### Stored data entries
┌──
PR #722, opened 2015-03-07
Add converted libretro/common-shaders repo

gizmo98:
Converted all cg/cgp shaders to glsl/glslp shaders.
https://github.com/libretro/common-shaders

This commit will blow up the whole setup script. It would be better to provide and install an own common-shaders repo. @Florian and @joolswills could we add a extra repo for glsl common-shaders?


joolswills:
either that perhaps or we include converting from the upstream repository (if it can be automated).

gizmo98:
It is not possible because there is no nvidia-cg-toolkit for arm. Converted all shaders on a x86 machine.

joolswills:
aah ok. then maybe an external repo is best or just include in ours. Thinking about repositories, we currently have stuff under various accounts (mine / yours etc). Was thinking perhaps we should have retropie under a github organisation perhaps and have all our repositories there? that way for example, if I needed to fork some emulator, I can fork it under retropie - keeps everything together.

gizmo98:
I made a own repo now. I totally agree we should think about one location for forks and own repos in the future.

petrockblog:
Forehandedly, I have reserved "retropie" as Github organization. We can discuss about a possible usage in the issue #725 if you like.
└──
### What this task involves
Repeat only the lines above, from the first line of the entries through the line that contains "https://github.com/libretro/common-shaders", including both ends.

### Exercise answer
PR #722, opened 2015-03-07
Add converted libretro/common-shaders repo

gizmo98:
Converted all cg/cgp shaders to glsl/glslp shaders.
https://github.com/libretro/common-shaders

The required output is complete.